**What you need to do**: Nothing but a number should be given: how many lines of the records include "lowered"?

[Items from a data source]
Issue #636, opened 2026-08-30
zlup HUGR backend rejects gate-target forms and comptime angles that the SLR backend accepts


ciaranra:
## Summary

The zlup HUGR backend (`exp/zlup/src/codegen/hugr.rs`) lowers a strict subset of the gate-target forms the SLR backend accepts. Each of the following compiles to SLR and fails `compile_to_hugr` (reproduced on branch `zluppy-tests-current-syntax`, which is where current-syntax gate statements first reach the HUGR backend at all):

| Source | SLR | HUGR |
|---|---|---|
| `h q;` (allocator broadcast; only `pz q;` is special-cased) | ok | `HUGR error: unsupported expression in codegen` |
| `h [q[0], q[1]];` (bracket-array batch; `is_batch_literal` accepts only `{...}` and `&[...]`) | ok | `HUGR error: unsupported expression in codegen` |
| `crz(pi_2) (q[1], q[0]);` with `pi_2` a named comptime constant (`extract_angle` resolves only `pi`/`tau` identifiers) | ok | `HUGR error: rotation angle must be a numeric literal` |

The third case means the repository's own `exp/zlup/examples/qft_3qubit.zlp` fails HUGR codegen while every other example compiles.

## Expected

The HUGR backend accepts every target form and angle expression the SLR backend accepts (broadcast to a whole allocator, bracket-array batches, comptime constant resolution), or the language documentation states the HUGR-specific restriction and the example is changed to conform. The first reading is the consistent one: both backends lower the same AST.

## Notes

- Before the zluppy suite revival these programs did not error: the HUGR backend ignored `Stmt::Gate`/`Stmt::Prepare` entirely and compiled them to an identity circuit. Failing loudly is the improvement; this issue is about closing the remaining gap.
- Codegen-level tests that assert the emitted operation list (`collect_program` + `operations`) are the right place to pin each form; byte-length assertions on the HUGR blob cannot distinguish a lowered circuit from an empty one.

PR #639, opened 2026-08-30
Restore the zluppy test suite to current zlup syntax and give it a CI lane

ciaranra:
## Summary

The `zluppy` Python test suite (`exp/zluppy/tests/test_zluppy.py`) was 41 failed / 29 passed on `dev`, and nothing ran it: no workflow or Justfile recipe invokes it (the Python workflow's path filters do not include `exp/**`), so the suite rotted as the zlup language moved on. This PR brings it back to green and gives it a post-merge CI lane.

## What was wrong

- 26 tests wrote zlup source in a syntax the language no longer accepts (`var q = qalloc(2); h(q[0]); cx(q[0], q[1]);`). Current zlup uses `q := qalloc(2);`, DSL gate statements (`h q[0];`, `cx (q[0], q[1]);`), `pz q;`, `result: u1 = mz(u1) q[0];`, and `pub fn main() -> unit { ...; return unit; }` (see `exp/zlup/examples/bell_state.zlp`).
- 6 tests asserted the old rendering of `ZlupProgram.to_source()`; the pretty-printer has rendered current syntax for a long time.
- 9 tests failed on a real binding bug: `ZlupProgram.build_ast()` emitted `main` with a `unit` return type and no return statement, which zlup's semantic analysis rejects (`missing return statement in function 'main'`).

Reviving the tests then exposed two `zlup` backend bugs that the old syntax had hidden: the HUGR backend did not lower current-syntax gate statements (`h q[0];`, `pz q;`) at all, so such programs compiled to identity, and the SLR backend only accepted two-element qubit tuples, so the documented `ccx (q[0], q[1], q[2]);` failed.

The HUGR backend now also fails loudly on a gate it has no mapping for instead of dropping it; the remaining forms it does not lower (allocator broadcast for non-`pz` gates, bracket-array batches, named comptime angle constants -- which is why `exp/zlup/examples/qft_3qubit.zlp` fails HUGR codegen) are tracked in #636.

## Changes

- `exp/zlup/src/codegen/hugr.rs`: `Stmt::Gate`, `Stmt::Prepare`, slot references, and angle literals lower through the existing named-gate path, with codegen tests asserting the emitted operation list for each form (byte-length checks on the HUGR blob cannot tell a lowered circuit from an empty one); `GateKind::keyword()`/`GateKind::ALL` are the one canonical spelling shared by parser, pretty-printer, suggestions, and HUGR codegen, with a round-trip test; `exp/zlup/src/codegen/slr.rs`: tuple lowering generalized to the gate's arity.
- `exp/zluppy/Cargo.toml` / `pyproject.toml`: pyo3 extension-module linking moved behind a maturin-enabled feature (the `pecos-rslib` pattern) so plain `cargo test` works for the crate's unit tests.
- `exp/zluppy/src/lib.rs`: the builder appends the explicit unit return that zlup requires, using the AST the parser produces for `return unit;` (the pretty-printer keeps rendering it as the `return;` shorthand); Rust test on the builder path.
- `exp/zluppy/tests/test_zluppy.py`: sources rewritten in current zlup; rendering expectations updated to the pretty-printer's output; assertions kept as specific as before.
- `Justfile`: `pytest-zluppy` recipe (syncs the `exp/zluppy` project env and runs its suite).
- `.github/workflows/python-test.yml`: `zluppy-postmerge` job patterned on `python-slow-postmerge` (post-merge push and `workflow_dispatch`), `exp/zlup/**` and `exp/zluppy/**` added to the path filters, and `uv lock --check --project exp/zluppy` on the PR fast path.

Judgment call: `zluppy` is its own uv project on its own version train, so its environment rebuilds `quantum-pecos` and the Rust extensions. Running that only post-merge (with a dispatch escape hatch) matches how the slow lane is treated and keeps the PR path unchanged; making it a PR blocker would be a separate decision.

## Merge order

This branch and the CRZ boundary-lowering branch (#626) both touch `exp/zlup/src/{ast.rs,parser.rs,codegen/slr.rs}` and this package. They do not conflict semantically, but whichever lands second needs a rebase. If #626 lands first, this branch adds its `GateKind::CRZ` to `ALL`/`keyword()` (`"crz"`)/`ordinal()` and drops the `crz -> RZZ` alias special case here; the mapping-drift guard still passes because `gate_name_to_mapping("crz")` already returns `TketOp::CRz`.

## Verification

Full zluppy suite green; `cargo test`/`clippy -D warnings`/`fmt` on `zluppy` and `zlup`; `uv lock --check --project exp/zluppy`; `pre-commit run --all-files`.

## Also included: wasmtime 46.0.2 -> 46.0.3

RUSTSEC-2026-0268 and RUSTSEC-2026-0269 (Wasmtime) were published on 2026-08-31, after `dev`'s last clean `cargo-deny` run, and both require `>=46.0.3`. They are not caused by this PR, but this PR touches `exp/zluppy/Cargo.toml`, so `cargo-deny` gates it -- and the repo's policy is to fix a pre-existing advisory on the current PR only when it blocks that PR's checks. `dev` is affected identically and will need this bump regardless.

`wasmtime` is reached only through `crates/pecos-wasm`. The plain `cargo update` also re-normalized 25 unrelated dependency edges among duplicate versions (`windows-sys`, `unicode-width`, `hashbrown`, `indexmap`), so the lockfile change here was rebuilt as version+checksum substitutions only -- zero non-version lines differ. Verified: `cargo tree --locked` resolves, `cargo check --locked -p pecos-wasm` builds, and `just cargo-deny` reports advisories, bans, and sources all ok.

### DIFF
--- a/.github/workflows/python-test.yml
+++ b/.github/workflows/python-test.yml
@@ -23,6 +23,8 @@ on:
       - 'python/**'
       - 'examples/**'
       - 'crates/**'
+      - 'exp/zlup/**'
+      - 'exp/zluppy/**'
       - 'Cargo.toml'
       - 'Cargo.lock'
       - 'pyproject.toml'
@@ -40,6 +42,8 @@ on:
       - 'python/**'
       - 'examples/**'
       - 'crates/**'
+      - 'exp/zlup/**'
+      - 'exp/zluppy/**'
       - 'Cargo.toml'
       - 'Cargo.lock'
       - 'pyproject.toml'
@@ -228,7 +232,9 @@ jobs:
 
     - name: Validate Python lockfile (PR fast path)
       if: github.event_name == 'pull_request'
-      run: uv lock --check --project .
+      run: |
+        uv lock --check --project .
+        uv lock --check --project exp/zluppy
 
   python-compat-smoke-build:
     runs-on: ${{ matrix.os }}
@@ -669,6 +675,87 @@ jobs:
 
     - name: Run slow Python tests
       run: just pytest-slow
+
+  zluppy-postmerge:
+    if: (github.event_name == 'push' && contains(fromJSON('["main", "master", "development", "dev"]'), github.ref_name)) || github.event_name == 'workflow_dispatch'
+    runs-on: ubuntu-latest
+    timeout-minutes: 90
+    env:
+      PECOS_BUILD_MWPF: "1"
+    steps:
+    - name: Harden the runner (egress audit)
+      uses: step-security/harden-runner@9af89fc71515a100421586dfdb3dc9c984fbf411 # v2.19.4
+      with:
+        egress-policy: audit
+
+    - name: Free Disk Space (Ubuntu)
+      uses: jlumbroso/free-disk-space@54081f138730dfa15788a46383842cd2f914a1be # v1.3.1
+      with:
+        android: true
+        dotnet: true
+        haskell: true
+        large-packages: false
+        docker-images: true
+        tool-cache: false
+        swap-storage: true
+
+    - uses: actions/checkout@de0fac2e4500dabe0009e67214ff5f5447ce83dd # v6
+      with:
+        persist-credentials: false
+
+    - name: Set up Python
+      uses: actions/setup-python@a309ff8b426b58ec0e2a45f0f869d46889d02405 # v6
+      with:
+        python-version: "3.14"
+
+    - name: Install the latest version of uv
+      uses: astral-sh/setup-uv@20cfd1bf945f4377ade1205e4dbc17946fc9a30d # v10.0.1
+      with:
+        version-file: ".github/uv.toml"
+        enable-cache: true
+        save-cache: ${{ github.event_name == 'push' && contains(fromJSON('["main", "master", "development", "dev"]'), github.ref_name) }}
+
+    - name: Set up Rust
+      run: |
+        bash scripts/ci/ensure-rust.sh stable minimal
+        export PATH="$HOME/.cargo/bin:$PATH"
+        rustup show
+
+    - name: Verify cmake is available (MWPF decoder build)
+      run: cmake --version
+
+    - name: Install just
+      uses: extractions/setup-just@53165ef7e734c5c07cb06b3c8e7b647c5aa16db3 # v4
+
+    - name: Cache Rust
+      uses: Swatinem/rust-cache@f0d9c3887740aee45f6153b24b3a6b815192ec16 # v2
+      with:
+        cache-bin: false
+        prefix-key: v1-rust-no-bin
+        save-if: ${{ github.event_name == 'push' && contains(fromJSON('["main", "master", "development", "dev"]'), github.ref_name) }}
+        workspaces: |
+          python/pecos-rslib
+          python/pecos-rslib-llvm
+
+    - name: Cache LLVM ${{ env.LLVM_VERSION }}
+      id: cache-llvm-zluppy
+      uses: actions/cache/restore@27d5ce7f107fe9357f9df03efb73ab90386fccae # v5
+      with:
+        path: ~/.pecos/deps/llvm-21.1
+        key: llvm-${{ env.LLVM_RELEASE_VERSION }}-${{ runner.os }}-${{ runner.arch }}-v3
+
+    - name: Ensure LLVM ${{ env.LLVM_VERSION }}
+      run: just ci-env
+
+    - name: Save LLVM ${{ env.LLVM_VERSION }} cache
+      if: steps.cache-llvm-zluppy.outputs.cache-hit != 'true' && github.event_name == 'push' && contains(fromJSON('["main", "master", "development", "dev"]'), github.ref_name)
+      uses: actions/cache/save@27d5ce7f107fe9357f9df03efb73ab90386fccae # v5
+      with:
+        path: ~/.pecos/deps/llvm-21.1
+        key: ${{ steps.cache-llvm-zluppy.outputs.cache-primary-key }}
+
+    - name: Run zluppy Python tests
+      run: just pytest-zluppy
 
   windows-vanilla-cargo:
     name: Windows vanilla cargo (crates.io consumer contract)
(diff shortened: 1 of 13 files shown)


ciaranra:
The `zluppy-postmerge` job skips on pull requests by design (it mirrors `python-slow-postmerge`), so this PR's own checks cannot demonstrate the lane it adds. Dispatched it manually on this branch to get real CI evidence: https://github.com/PECOS-packages/PECOS/actions/runs/33339683630 -- `zluppy-postmerge` succeeded, so the recipe and the revived suite both work on a clean CI checkout, not only locally.

ciaranra:
Second independent review of the round 2-4 work returned REVISE; all four must-fixes are in, and two are mutation-proven rather than asserted.

- **Workspace Rust lane regression (blocker).** Dropping `test = false` put `zluppy-python`'s lib test into `cargo test --workspace` (what `pecos rust test` runs), where it links libpython and fails on any runner without a real Python -- e.g. the post-merge macOS lane, which has no `setup-python` step. Restored `test = false` and removed the redundant Rust unit test (the Python suite already covers that fix through `SemanticAnalyzer`). Verified in a clean environment: `env -u PYO3_PYTHON -u LD_LIBRARY_PATH cargo test -p zluppy-python --no-run` exits 0 with nothing linked. The `extension-module` feature gating stays: without it, cargo feature unification leaks `extension-module` into `pecos-rslib`'s test targets.
- **The `GateKind::ALL` guard was inverted.** It anchored on `GateKind::PZ.ordinal() + 1`; with `PZ.ordinal() == 33` and `ALL.len() == 34`, adding a variant after `PZ` and forgetting `ALL` left both sides at 34 (test passes, gate silently unparseable), while adding it correctly made them 35 vs 34 (test fails on a correct change). Replaced with a `gate_kinds!` macro that generates the enum, `ALL`, and `keyword()` from one list, so omission is a compile error; `ordinal()` is deleted.
- **Reversing multi-qubit target order survived all 41 HUGR tests**, so a builder-built `CX` could have emitted `CX(q1, q0)` silently. Added exact ordered `QubitRef` assertions; the mutation now fails.
- **`HugrError::UnknownGate` was unreachable for gates** and only ever fired on user function calls, reporting `unknown gate 'helper'`. Split into an accurate error for the non-gate-call path.

Also strengthened: the Bell assertion (`shot[0] == shot[1]` was satisfied by the all-zero state), and `collect_prepare_op`'s whole-allocator and out-of-bounds branches, both mutation-tested.

Cold verification: 10/10 steps exit 0 -- clean-environment `zluppy-python` and lane-equivalent workspace builds, 70 zluppy tests, `cargo test -p zlup --features cli` and the HUGR codegen suite, clippy `-D warnings`, fmt, `uv lock --check`, pre-commit.

ciaranra:
Third review found that the round-5 macro fix closed only one of several hand-maintained gate-keyword lists. Fixed.

The `gate_kinds!` macro made the enum, `ALL`, and `keyword()` impossible to desynchronize -- but `exp/zlup/src/zluppy.pest` hardcodes `param_gate_keyword`/`simple_gate_keyword` independently, and the guard test only exercised `parse_gate_keyword` (a string lookup over `ALL`), never pest. So adding a variant to the macro would update `ALL`, `keyword()`, and prompt the HUGR-mapping test, while real source using the new gate still failed to parse -- the same hazard, one layer down. `semantic::get_gate_info` and `slr::get_gate_info` had the same blind spot.

The round-trip guard now parses every `keyword()` through the grammar and asserts full-input consumption, and both `get_gate_info` tables have `ALL`-driven exhaustiveness assertions. Verified independently from the other direction: mutating the grammar (`"iswap"` -> `"iswapZZ"`) makes the test fail with `grammar rejected gate keyword 'iswap'`, and the tree restores byte-identically.

Also: `test_controlled_rotation` asserted only `num_nodes() >= 3`, and the round-4 syntax rewrite had silently retargeted it from `TketOp::CRz` to the `rzz` decomposition without any assertion noticing. It now asserts the emitted operation list, and a comment records that #638 makes `crz` a distinct `GateKind::CRZ`, so the expected update at rebase time is obvious.

Cold verification after the change: 10/10 steps exit 0 (clean-environment `zluppy-python` and lane-equivalent workspace builds, 70 zluppy tests, `cargo test -p zlup --features cli` 919 passed, HUGR codegen 45 passed, clippy `-D warnings`, fmt, `uv lock --check`, pre-commit).

ciaranra:
Rebased onto `dev` now that #638 has merged (`cdaa9aaad`). Both conflicts were where the merge-order note predicted, in `exp/zlup/src/{ast.rs,parser.rs}`:

- `ast.rs`: kept the `gate_kinds!` macro form and added `CRZ => "crz"` in dev's enum position.
- `parser.rs`: dropped **both** sides of the keyword-lookup conflict -- dev's hand-written match and this branch's `crz -> RZZ` alias -- since `CRZ` is now a canonical variant and the `ALL`-driven lookup resolves it. Kept **both** tests from the second conflict: dev's `crz`/`rzz` distinctness check and this branch's grammar-aware round-trip guard.

The interesting part is what happened next. The resolution compiled cleanly, but two tests failed:

1. `test_all_gate_kinds_have_hugr_mappings` -> `missing HUGR mapping for crz`. Round 6 had removed `"crz" => Direct(TketOp::CRz)` as provably dead code, correctly: nothing could reach it while `crz` aliased to `rzz`. Merging #638 made it live again. Restored, matching dev's mapping (arity 2, parameterized).
2. `test_crz_alias_lowers_as_rzz_decomposition` failed, carrying the comment round 6 was asked to leave: *"PR #638 gives CRZ its own GateKind and exact lowering. Until those branches meet..."*. It is now `test_crz_lowers_to_tket_crz`, asserting the single `TketOp::CRz` emission.

Without the `ALL`-driven exhaustiveness guard added in round 6, `crz` would have silently stopped lowering in the HUGR backend -- the same class of identity-circuit bug this branch was opened to fix, reintroduced by a merge rather than an edit.

Cold verification after the rebase: 10/10 steps exit 0 (72 zluppy tests, clean-environment `zluppy-python` and lane-equivalent workspace builds, `cargo test -p zlup --features cli`, HUGR codegen, clippy `-D warnings`, fmt, `uv lock --check`, pre-commit). One `cargo fmt` miss from the hand resolution -- a stray blank line -- was caught by the fmt gate and fixed before pushing.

**Solution to this problem**: 2